American Sign Language is a language that uses physical means of communication, such as body language and lip patterns, instead of oral sound in order to communicate. The person simultaneously uses their hands to show shapes, orientation and movement of the hands, arms or the body, and also facial expressions to convey the message or express thoughts.

American sign languages as in other sign languages is used mostly among the deaf, which can include interpreters and friends and families of deaf people as well as people who are deaf or hard of hearing. Just as is the case of spoken language, sign language also differs from one region to another.
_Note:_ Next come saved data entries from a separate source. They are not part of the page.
PR #1312, opened 2025-03-27
content: draft: Clarify cache poisoning example

### LINKED ISSUE #1303: Build threats - "Poison the build cache" doesn't have a 'solution'

TomHennen:
Provides more detailed examples of cache poisoning leveraging @MarkLodato's helpful comment in #1303.

Also link to a detailed real-world example.

Fixes #1303.

### DIFF
--- a/docs/spec/draft/threats.md
+++ b/docs/spec/draft/threats.md
@@ -525,27 +525,27 @@ key.
 benign build process ([example][build-cache-poisoning-example]).
 
 *Mitigation:* Build caches must be [isolated][isolated] between builds to prevent
-such cache poisoning attacks.
+such cache poisoning attacks. In particular, the cache SHOULD be keyed by the
+transitive closure of all inputs to the cached artifact, and the cache must
+either be only writable by the trusted control plane or have SLSA Build L3
+provenance for each cache entry.
 
 *Example 1:* The cache key does not fully cover the transitive closure of all
 inputs and instead only uses the digest of the source file itself. Adversary runs
 a build over `auth.cc` with command line flags to gcc that define a marco
 replacing `CheckAuth(ctx)` with `true`. When subsequent builds build `auth.cc`
 they will get the attacker's poisoned instance that does not call `CheckAuth`.
-Solution: SLSA Build Level 3 requires build cache's to be isolated and a properly
-isolated build cache digest must cover the *transitive closure* of all inputs to
-the cached artifact.
+Solution: Build cache is keyed by digest of auth.cc, command line, and digest of
+compiler so changing the command line flags results in a different cache entry.
 
 *Example 2:* The tenant controlled build process has full write access to the
 cache. Adversary observes a legitimate build of `auth.cc` which covers the
 transitive closure of all inputs and notes the digest used for caching. The
 adversary builds a malicious version of `auth.o` and directly writes it to the
 build cache using the observed digest. Subsequent legitimate builds will use
-the malicious version of `auth.o`. Solution: SLSA Build Level 3 requires build
-caches to be isolated. A properly isolated build cache can be guaranteed to
-be created by the trusted control plane either by restricting write access to
-the cache or ensuring the provenance of the digest used to key the cache
-is not directly influenced by the tenants.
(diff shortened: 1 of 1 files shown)


docs/spec/draft/threats.md
```diff
@@ -522,16 +522,30 @@ key.
...
+*Example 2:* The tenant controlled build process has full write access to the
+cache. Adversary observes a legitimate build of `auth.cc` which covers the
+transitive closure of all inputs and notes the digest used for caching. The
+adversary builds a malicious version of `auth.o` and directly writes it to the
+build cache using the observed digest. Subsequent legitimate builds will use
+the malicious version of `auth.o`. Solution: SLSA Build Level 3 requires build
+caches to be isolated and a properly isolated build cache only allows the
+trusted control plane to have write access to the cache and ensures the digest
+used to key the cache comes from the build inputs and is not directly influenced
+by the tenants.
```
arewm, line 548: It isn't strictly necessary for the cache to only be writeable by the build platform if we can depend on the provenance of the cache. While I don't think that the spec is currently written that way today, we can have confidence in the cache if we can have confidence in the fact that the cache was produced by the build platform. This can take the form of ensuring that only the build platform has the ability to write to the cache or by treating the cache as a byproduct which has its own provenance. In this latter model, it would effectively be recursive SLSA (so we might defer it for now?). If the cache has provenance, ideally we would be verifying it regardless of whether the builder is the only one with write access.

This is the direction of a potential change...
```suggestion
the malicious version of `auth.o`. Solution: SLSA Build Level 3 requires build
caches to be isolated. A properly isolated build cache can be guaranteed to 
be created by the trusted control plane either by restricting write access to
the cache and ensures the provenance of the digest used to key the cache
is not directly influenced by the tenants.
```

TomHennen: "and ensures..." -> "or by ensuring..."

Earlier it says "either" but we don't have an 'or', just an 'and'.

docs/spec/draft/threats.md
```diff
@@ -522,16 +522,30 @@ key.
...
-the source file. Adversary runs a malicious build that creates a "poisoned"
-cache entry with a falsified key, meaning that the value wasn't really produced
-from that source. A subsequent build then picks up that poisoned cache entry.
-Solution: Builder uses a separate cache for each build.
+*Example 1:* The cache key does not fully cover the transitive closure of all
+inputs and instead only uses the digest of the source file itself. Adversary runs
+a build over `auth.cc` with command line flags to gcc that define a marco
+replacing `CheckAuth(ctx)` with `true`. When subsequent builds build `auth.cc`
+they will get the attacker's poisoned instance that does not call `CheckAuth`.
+Solution: SLSA Build Level 3 requires build cache's to be isolated and a properly
```
MarkLodato, line 535: optional suggestion: you might want to consider moving these two "Solution:" bits up to the "Mitigation" line above to explain what specifically we mean when we say "isolated", then here in these examples explain how the solution protects against this specific attack. So maybe:

*Mitigation:* Build caches ... attacks. In particular, the cache SHOULD be keyed by the transitive closure of all inputs to the cached artifact, and the cache must either be only writable by the trusted control plane or have SLSA Build L3 provenance for each cache entry.  (Or something like that - see @arewm's suggestion.)

*Example 1:* ... Solution: Build cache is keyed by digest of {digest of `auth.cc`, command line, digest of compiler}, so changing the command line or compiler results in a different cache entry.

*Example 2:* ... Solution: Each cache entry is keyed by the transitive closure of the inputs, and the cache entry is itself a SLSA Build L3 build with its own provenance that corresponds to the key.

(Perhaps needs better wording.)

MarkLodato (approved):
Overall LGTM. Just one suggestion. Thanks for writing this up!

arewm (approved):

Every language has its own sign language developed for and by people who are deaf in that particular language speaking community. Just as in spoken language where the place and culture has an impact, sign language also develops in the same manner influenced by these conditions.

So they learn to keep their identities intact, through time in roughly the same areas of influence as that of the locally spoken languages. This will occur often even if though there is no connection between sign language and other regional languages. Similarly with the America sign language.

Exceptions to this include regions which speak the same language but still have a variety of sign languages. Variations within a national sign language can usually be connected to the geographic location of residential schools for the deaf people.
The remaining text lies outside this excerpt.